Quince minutos después, cuando Paula se reunió con sus padres, Pedro descubrió por qué ella había estado tan preocupada por su reacción.
Carlos era un hombre alto, delgado y ligeramente encorvado, un profesor de Historia jubilado de la Universidad de Cambridge, ni más ni menos. Y su mujer, Carol, era la clase de mujer hogareña para la que el marido y los hijos lo eran todo, y para los que había construido un hogar cálido y acogedor, como ella misma.
¡Una pareja así nunca entendería la clase de matrimonio que serían Paula y él!

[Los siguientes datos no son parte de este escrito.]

PR #79, opened 2022-08-26
Add ping to service and check from try now page and fix REST API

martin-fleck-at:
Add ping to service and check from try now page
- Update local try-now page config (missing useEphemeralStorage)
- Introduce ping request
- add launch config to build and install the common maven package
- update OpenAPI and regenerate typescript client
- show maintenance information on try now if service is taken offline

Ensure correct execution of GET requests in REST-API
- Do not use JSON body for GET requests but request parameters
- Change to fetch-based API instead of axios to avoid dependency
- Fix incorrect type of WorkspaceListRequest in common
- Fix NPE in appId evaluation


jfaltermeier (approved):
Thanks, LGTM!

PR #80, opened 2022-08-29
Add request timeout to client API and update package versions

martin-fleck-at:


node/common/src/client.ts
```diff
@@ -107,10 +109,10 @@ export namespace TheiaCloud {
     }
   }
 
-  export async function launch(request: LaunchRequest, retries = 0): Promise<void> {
+  export async function launch(request: LaunchRequest, retries = 0, timeout?: number): Promise<void> {
     const launchRequest = { kind: LaunchRequest.KIND, ...request };
     try {
-      const response = await rootApi(request.serviceUrl).servicePost({ launchRequest }, createConfig());
+      const response = await rootApi(request.serviceUrl).servicePost({ launchRequest }, createConfig(timeout || request.timeout));
```
jfaltermeier, line 115: The `request.timeout` is used by the Kubernetes Client. When the timeout is reached we set an error message on the session. I don't think this should be used here.

jfaltermeier (commented):
Thank you for the PR. Looks good overall. 
I have one small comment however.

node/common/src/client.ts
martin-fleck-at: Fixed.

martin-fleck-at:
@jfaltermeier Thank you for the review, I fixed it in a follow-up commit.

jfaltermeier (approved):
Thanks, LGTM!
The npm-packages are not yet released, so at the moment building the activity tracker sample fails.

PR #81, opened 2022-08-31
Check return value of CountDownLatch#await / Fix launch response

jfaltermeier:


martin-fleck-at (approved):
Change looks good to me, thank you Johannes! It seems to me that this change also supersedes PR https://github.com/eclipsesource/theia-cloud/pull/68 is that right?

jfaltermeier:
At least with the chart name. I hope the . in the description is fine

PR #83, opened 2022-09-07
Improve REST API

martin-fleck-at:
Ensure list session request only reports user-specific sessions

Switch from custom error responses to REST error codes
- Introduce custom TheiaCloud errors
- Introduce custom TheiaCloud exception that is mapped to errors
- Remove custom error responses and regenerate REST client

Fix problem with Theia activity tracker
- Switch back to axios-based client API to avoid dependency issues
-- 'fetch' may not be available on node backend of Theia


java/service/org.eclipse.theia.cloud.service/src/main/java/org/eclipse/theia/cloud/service/BaseResource.java
```diff
@@ -29,8 +32,14 @@ public BaseResource() {
 	logger = Logger.getLogger(getClass().getSuperclass());
     }
 
-    protected boolean isValidRequest(ServiceRequest request) {
-	return request != null && request.appId != null && request.appId.equals(appId);
+    protected String evaluateRequest(ServiceRequest request) {
+	String correlationId = generateCorrelationId();
+	if (request == null || request.appId == null || !request.appId.equals(appId)) {
+	    String methodName = Thread.currentThread().getStackTrace()[2].getMethodName();
```
jfaltermeier, line 38: Isn't the `[2]` too brittle? I think this fails if e.g. two method would delegate to a shared util method, which then evaluates the request.

java/service/org.eclipse.theia.cloud.service/src/main/java/org/eclipse/theia/cloud/service/TheiaCloudWebException.java
```diff
@@ -0,0 +1,77 @@
...
+	return workspace;
+    }
+
+    public static WorkspaceSpec throwIfErroneous(WorkspaceSpec spec) {
+	throwIfError(spec.getError());
+	return spec;
+    }
+
+    public static void throwIfError(String error) {
+	if (error != null) {
```
jfaltermeier, line 69: I think we should also check if the error is blank to be consistent with `SessionSpec.hasError()` and `WorkspaceSpec.hasError()`. 
Maybe we should actually use those `hasError()` methods above?

node/common/src/client.ts
```diff
@@ -99,27 +100,22 @@ export namespace TheiaCloud {
...
-      await rootApi(request.serviceUrl).serviceAppIdGet(fullRequest, createConfig());
+      return getData(() => rootApi(request.serviceUrl).serviceAppIdGet(request.appId, createConfig()));
     } catch (error) {
       console.error((error as any).message);
       throw error;
     }
   }
 
-  export async function launch(request: LaunchRequest, retries = 0, timeout?: number): Promise<void> {
+  export async function launch(request: LaunchRequest, retries = 0, timeout?: number, redirect = true): Promise<void> {
```
jfaltermeier, line 112: Should we return the URL here? If redirect is false we might want to receive the URL

jfaltermeier (commented):
Thank you. I have some small comments after the code review. 
I will start testing now.

node/common/src/client.ts
Hadsch: Yes this would be good ;)

jfaltermeier:
I've verified launching with both our landing pages and checked the activity reporting, which works fine again with the generated code using axios. 
For the rest API I've tested listSessions, which now returns the sessions of the user provided in the path

java/service/org.eclipse.theia.cloud.service/src/main/java/org/eclipse/theia/cloud/service/BaseResource.java
martin-fleck-at: Good point! I removed the methodName and log the request kind instead, together with a trace of the actual request.

java/service/org.eclipse.theia.cloud.service/src/main/java/org/eclipse/theia/cloud/service/TheiaCloudWebException.java
martin-fleck-at: Good catch! I unified the handling for these methods.

node/common/src/client.ts
martin-fleck-at: I totally agree, I created a separate method `launchAndRedirect` that includes the redirection in a successful launch case. I also added the retry mechanism to all our REST client methods for further convenience.

martin-fleck-at:
@jfaltermeier Thank you for the fast review, I pushed an update which should address all concerns.

node/common/src/client.ts
```diff
@@ -99,75 +106,56 @@ export namespace TheiaCloud {
...
-        launch(request, retries - 1, timeout);
-      } else {
-        throw error;
-      }
-    }
+    return call(() => rootApi(request.serviceUrl).servicePost(launchRequest, createConfig(timeout)), retries);
+  }
+
+  export async function launchAndRedirect(request: LaunchRequest, timeout?: number, retries?: number): Promise<string> {
+    const url = await launch(request, retries, timeout);
```
jfaltermeier, line 119: Timeout and retry are switched up here

jfaltermeier (changes requested):

node/landing-page/src/components/SessionLauncher.vue
```diff
@@ -40,37 +40,17 @@ export default defineComponent({
...
-            timeout: 300000
-          }
-        )
-        .then(response => {
-          if (response.data.success) {
-            console.log('Redirect to : https://' + response.data.url);
-            location.replace('https://' + response.data.url);
-          } else {
-            this.text = response.data.error;
+      TheiaCloud.launchAndRedirect(this.useEphemeralStorage
```
jfaltermeier, line 43: We are not passing the user email anymore which results in an anonymous user all the time.

martin-fleck-at: You are right, I pushed another fix, thank you for your thorough review!

jfaltermeier (approved):
Thanks, lgtm!

Issue #84, opened 2022-09-15
Triggering TheiaCloud.launch in node API during timeout leads to empty response


martin-fleck-at:
We should check in the REST service whether we already have a pending session or not. Maybe simply calling launch again if there is no error and no URL yet is enough.

PR #86, opened 2022-09-27
Do not return empty URL if same session is requested during timeout

martin-fleck-at:
Fixes https://github.com/eclipsesource/theia-cloud/issues/84


jfaltermeier (approved):
LGTM!

PR #363, opened 2024-10-24
Add REST API markdown docs based on openapi definition

lucas-koehler:
Use the openapi-generator-cli to generate markdown docs from the openapi.json.
Also document how this works and add a hint that the generator supports
various doc and code languages.


jfaltermeier (approved):
LGTM. Regeneration worked on my side as well.

The generated markdown files don’t follow our formatting rules, but since we shouldn’t be editing generated files manually anyway, I’m not sure if it’s an issue. What’s your take on this?

lucas-koehler:
> The generated markdown files don’t follow our formatting rules, but since we shouldn’t be editing generated files manually anyway, I’m not sure if it’s an issue. What’s your take on this?

We could format them using prettier on the command line. However, I don't see any reason to do this for now because - as you stated - these files should not be edited manually anyway. Thus, I would not add a step in the documentation for now.

PR #371, opened 2024-11-04
Update dependencies

jfaltermeier:
* rollup
* vite
* body-parser
* express
* path-to-regexp
* send
* serve-static
* micromatch
* webpack
* cookie
* junit in demos
* update workflow actions (use sha for non github actions)
* update helm dependencies to latest version (but keycloak)

### DIFF
--- a/node/landing-page/package.json
+++ b/node/landing-page/package.json
@@ -1,7 +1,7 @@
 {
   "name": "landing-page",
   "version": "0.1.0",
-  "license": "EPL-2.0",
+  "license": "EPL-2.0 OR GPL-2.0 WITH Classpath-exception-2.0",
   "private": true,
   "type": "module",
   "scripts": {
--- a/node/landing-page/package.json
+++ b/node/landing-page/package.json
@@ -1,6 +1,7 @@
 {
   "name": "landing-page",
   "version": "0.1.0",
+  "license": "EPL-2.0",
   "private": true,
   "type": "module",
   "scripts": {
--- a/node/testing-page/package.json
+++ b/node/testing-page/package.json
@@ -1,6 +1,7 @@
 {
   "name": "testing-page",
   "version": "0.1.0",
+  "license": "EPL-2.0",
   "private": true,
   "dependencies": {
     "@eclipse-theiacloud/common": "1.0.0-next",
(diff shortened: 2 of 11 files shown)


node/landing-page/package.json
```diff
@@ -1,6 +1,7 @@
 {
   "name": "landing-page",
   "version": "0.1.0",
+  "license": "EPL-2.0",
```
lucas-koehler, line 4: I think our license actually is the following. We also use this in headers in the operator java files and the LICENSE file. WDYT?
```suggestion
  "license": "EPL-2.0 OR GPL-2.0 WITH Classpath-exception-2.0",
```

node/testing-page/package.json
```diff
@@ -1,6 +1,7 @@
 {
   "name": "testing-page",
   "version": "0.1.0",
+  "license": "EPL-2.0",
```
lucas-koehler, line 4: I think our license actually is the following. We also use this in headers in the operator java files and the LICENSE file. WDYT?
```suggestion
  "license": "EPL-2.0 OR GPL-2.0 WITH Classpath-exception-2.0",
```

lucas-koehler (commented):
The changes already look quite good to me :)
I have 2 small remarks inline regarding the license.

I wonder whether we should also update the maven dependencies in https://github.com/eclipse-theia/theia-cloud/blob/main/java/common/maven-conf/pom.xml
I.e. quarkus, maven surefire, etc. Was this missed or left out on purpose?

Note that I did not test this as the changes are pretty small. Let me know if I should.

jfaltermeier:
> The changes already look quite good to me :) I have 2 small remarks inline regarding the license.
> 
> I wonder whether we should also update the maven dependencies in https://github.com/eclipse-theia/theia-cloud/blob/main/java/common/maven-conf/pom.xml I.e. quarkus, maven surefire, etc. Was this missed or left out on purpose?
> 
> Note that I did not test this as the changes are pretty small. Let me know if I should.

I checked for a new version of https://mvnrepository.com/artifact/io.javaoperatorsdk/kubernetes-webhooks-framework-core at the beginning of November. I usually pick the corresponding io.fabric8 k8s-client version from this and update Quarkus accordingly, ensuring all dependencies are built with the same or a similar k8s-client version.

Since there wasn't a release at this time, I mainly focused on Dependabot alerts for Maven.

There’s a new version available now, so I’ll update to it after 1.0.

lucas-koehler (approved):
Thanks for the update and explanation. LGTM :sparkles:

PR #393, opened 2025-01-10
Fix and Improve Eager Start Handling

lucas-koehler:
Requires:
- https://github.com/eclipse-theia/theia-cloud-helm/pull/86

## Summary
This pull request addresses critical issues in the eager start handling, which was previously broken, and introduces improvements to naming, session management, pod synchronization, and performance in Kubernetes environments.

### Common
- Name Handling for Eager Start:
  - Resolved an endless loop and a NullPointerException (NPE) in NamingUtil methods.
  - Fixed ID extraction from generated names to align with updates from an [earlier PR](https://github.com/eclipse-theia/theia-cloud/pull/326).

### Operator - Eager Session Handling

- Added annotations to trigger ConfigMap updates for OAuth proxy synchronization in pods. This ensures, the assigned user can actually access the pod immediately after redirection
- Implemented session cleanup and pod restart logic in the renamed EagerSessionHandler.

### Service

- Enhanced max instance checks to consider sessions relevant to the app definition instead of analyzing all pods.
- Updated pod resolution logic to rely on owner references instead of environment variables, ensuring compatibility with eager start mode.
- Improved logging and performance reporting in K8sUtil and the performance REST handler.

### Testing

- Added a Terraform test configuration for eager start mode.
- Added a VS Code launch config to start the operator in eager mode for the new Terraform config
- Extend testing page with a button to get session performance data

## Notes on Testing

- You need the corresponding Theia Cloud Helm changes from PR https://github.com/eclipse-theia/theia-cloud-helm/pull/86 for the changes to work as they require additional K8S permissions for the operator and service.
- I think all of our test setups currently do not configure snippet enablement for the nginx ingress of Minikube. This must be done manually. See here how to do this: https://github.com/eclipse-theia/theia-cloud-helm?tab=readme-ov-file#cluster-prerequisites . We should probably fix this in general in a separate PR.
- The default Theia Cloud IDE app is not supposed to work in eager mode as it has 0 `minInstances` and currently lazy starting up until maxInstances is not supported (and maybe never will be). Use the CDT cloud app.

### DIFF
--- a/java/operator/org.eclipse.theia.cloud.operator/src/main/java/org/eclipse/theia/cloud/operator/handler/session/EagerSessionHandler.java
+++ b/java/operator/org.eclipse.theia.cloud.operator/src/main/java/org/eclipse/theia/cloud/operator/handler/session/EagerSessionHandler.java
@@ -30,6 +30,7 @@ import org.apache.logging.log4j.LogManager;
 import org.apache.logging.log4j.Logger;
 import org.eclipse.theia.cloud.common.k8s.client.TheiaCloudClient;
 import org.eclipse.theia.cloud.common.k8s.resource.appdefinition.AppDefinition;
+import org.eclipse.theia.cloud.common.k8s.resource.appdefinition.AppDefinitionSpec;
 import org.eclipse.theia.cloud.common.k8s.resource.session.Session;
 import org.eclipse.theia.cloud.common.k8s.resource.session.SessionSpec;
 import org.eclipse.theia.cloud.common.util.JavaUtil;
@@ -45,7 +46,9 @@ import org.eclipse.theia.cloud.operator.util.TheiaCloudServiceUtil;
 
 import com.google.inject.Inject;
 
+import io.fabric8.kubernetes.api.model.Pod;
 import io.fabric8.kubernetes.api.model.Service;
+import io.fabric8.kubernetes.api.model.ServiceList;
 import io.fabric8.kubernetes.api.model.networking.v1.HTTPIngressPath;
 import io.fabric8.kubernetes.api.model.networking.v1.HTTPIngressRuleValue;
 import io.fabric8.kubernetes.api.model.networking.v1.Ingress;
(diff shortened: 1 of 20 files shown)


java/operator/org.eclipse.theia.cloud.operator/src/main/java/org/eclipse/theia/cloud/operator/handler/session/EagerSessionHandler.java
```diff
@@ -266,4 +306,140 @@ protected Ingress addIngressRule(Ingress ingress, Service serviceToUse, String h
         return ingress;
     }
 
+    @Override
+    public boolean sessionDeleted(Session session, String correlationId) {
```
jfaltermeier, line 310: On session delete, I noticed that the Ingress does not get patched. As a result, the session stays accessible until another user starts a new session and gets this one.

jfaltermeier (changes requested):
Looks very nice so far. Starting sessions works again. During testing I noticed an issue with deletion

java/operator/org.eclipse.theia.cloud.operator/src/main/java/org/eclipse/theia/cloud/operator/handler/session/EagerSessionHandler.java
lucas-koehler: Good catch, the reason is that resolving the service via the dangling owner reference fails:
While multiple researches via ChatGPT state that owner references are not automatically cleaned up and resolving the Service like this has worked for me before, it does not now anymore.

I can also observe that the owner references from the service and deployment to the deleted session are no longer shown using kubectl. Thus, they seem in fact to be cleaned up automatically - at least in Minikube.

I think it could be a timing issue whether the operator code runs before this happened. This would explain how it ran into code after this code:

```
Optional<Service> ownedService = TheiaCloudServiceUtil.getServiceOwnedBySession(sessionResourceName,
                sessionResourceUID, services);

        if (ownedService.isEmpty()) {
            LOGGER.error(
                    formatLogMessage(correlationId, "No Service owned by session " + sessionResourceName + " found."));
            return false;
        }
```

Nevertheless, the `sessionDeleted` method must be stable to work anyway. I'll investigate how to do this independent of the owner references. I guess an optional deletion of the references (if present) could make sense. I could imagine various versions and/or implementations of the kube-controller-manager behave differently in this regard.

lucas-koehler:
Hi @jfaltermeier , I added one commit that should fix session delete handling even if dangling owner references are cleaned up automatically. Please have a look again :)

PR #394, opened 2025-01-16
Fix reusable-theia-extension workflow

lucas-koehler:
Remove hardcoded `extensions/` prefix to align with the other commands using workflow input `package_workspace`


jfaltermeier (approved):
LGTM

PR #396, opened 2025-01-24
Stabilize service cleanup for eager start

lucas-koehler:
Removing the labels and owner reference fails for rare cases when cleaning an eager instance's service after a session was removed. This adds retries to stabilize the sessionDeleted handling.


jfaltermeier (approved):
Thanks. code looks good to me, but I haven’t tested.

-¡Querida Paula, es maravilloso! -dijo su madre con lágrimas en los ojos cuando Paula mostró su anillo de compromiso.
-Podrías habernos presentado a Pedro antes -su padre la abrazó afectuosamente-. Ni más ni menos que el dueño de la galería Alfonso -añadió ligeramente deslumbrado.
-Culpa mía, señor -aseguró Pedro mientras estrechaba su mano-. Sucedió tan deprisa.
¡Paula me noqueó literalmente en cuanto la vi! -literalmente, tal y como lo recordaba.
Carlos asintió, convencido de que eso le sucedería a cualquier hombre que conociera a su preciosa hija.
Eran un poco mayores de lo que Pedro se había imaginado: ambos rondaban los sesenta años. Eso significaba que Carlos y Carol debían de haber adoptado a Paula casi con cuarenta.
Pedro se preguntó por qué habrían esperado tanto para tomar esa decisión.